Likewise, while it is commonly accepted that social housing stock may be less energy efficient than ones that are owner-occupied (Point (7)), there is little evidence to highlight the extent of this inefficiency. Appropriate levels of assessment are, therefore, needed in order to assist social housing providers in considering the full extent of upgrades and support required (Santamouris and Kolokotsa 2015; Santamouris et al. 2017).
Thus, establishing how to optimise deployment of energy efficiency technologies in social housing is a priority and one that can yield promising results both economically and in terms of energy consumption (Bahaj and James 2006).

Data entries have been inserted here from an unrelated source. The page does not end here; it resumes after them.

PR #389, opened 2023-03-22
Add fallback support for any POSIX-compatible shell

jhuntwork:
As a last resort before erroring, try to determine a 'config' or 'profile' file to use via a POSIX-specific test.

[POSIX states regarding the ENV variable](https://pubs.opengroup.org/onlinepubs/9699919799/):

> This variable, when and only when an interactive shell is invoked, shall be
> subjected to parameter expansion (see Parameter Expansion) by the shell, and
> the resulting value shall be used as a pathname of a file containing shell
> commands to execute in the current environment. The file need not be
> executable.

## Motivation

My main shell is typically [mksh](http://www.mirbsd.org/mksh.htm). Even though it lacks many of the bells and whistles of bash and zsh, it is an adequate and comfortable interactive shell. By making all the common pieces POSIX-compliant, all the currently supported shells should continue to work and any additional shell that is POSIX-compliant should work as well.

This also requires some changes in the assume shim script. Even though some parts are zsh-specific and warnings can be ignored, the whole thing is sourced and so needs to be syntactically correct:

- Replace '<<<' with a simple heredoc.
- Replace the 'source' command with '.'
- Use parameter substitution for testing the existence of substrings
- Remove some other unnecessary bashisms
- Minor tweak, but replace uses of `echo` with `printf` since that tends to be safer and more explicit in formatting. A good summary of the difference is [here](https://www.etalabs.net/sh_tricks.html)

## Type of change

- [x] New feature (non-breaking change which adds functionality)

## Testing

1. Just testing the granted workflow works with these changes in your environment. I didn't add any additional tests, to the code base but am happy to do so with some guidance. Also happy to add any docs/comments as needed.


chrnorm (approved):
Thanks so much for the contribution @jhuntwork! 🙌 

I tested this in `fish`, `zsh` and `bash` and it works well for me. I ran into an error in `zsh`:
```
/usr/local/bin/dassume: line 197: return: can only `return' from a function or sourced script
```

so I've changed the `return` statement to be `exit`. These have the same effect AFAIK as we're trying to return a status code and exit the script.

The project seeks to identify and understand the institutional, structural, material and perceptual opportunities and barriers that shape decision-making of social housing providers in NSW on the implementation of energy efficiency upgrades, including their scope and scale. The project will provide OEH and other relevant agencies with key insights into:
(1) what motivates CHPs to consider efficiency upgrades,
(2) strategic plans in place (or planned) for these upgrades, and
(3) barriers to implementing such plans, and
(4) what improvements in outcomes (actual and expected) are experienced by CHPs and tenants
The project team will take a mixed method approach to establishing an evidence base for policymakers to devise appropriate solutions, especially in overcoming barriers that social housing providers face in performing upgrades to their properties. It will comprise an international literature review, 25 interviews with senior management of social housing providers of various sizes and locations in NSW (approximately 20% of social housing providers in NSW), a housing quality questionnaire, development of a spot measurement protocol for data collection at 100 dwellings for simulation, and a qualitative assessment of improvement outcomes.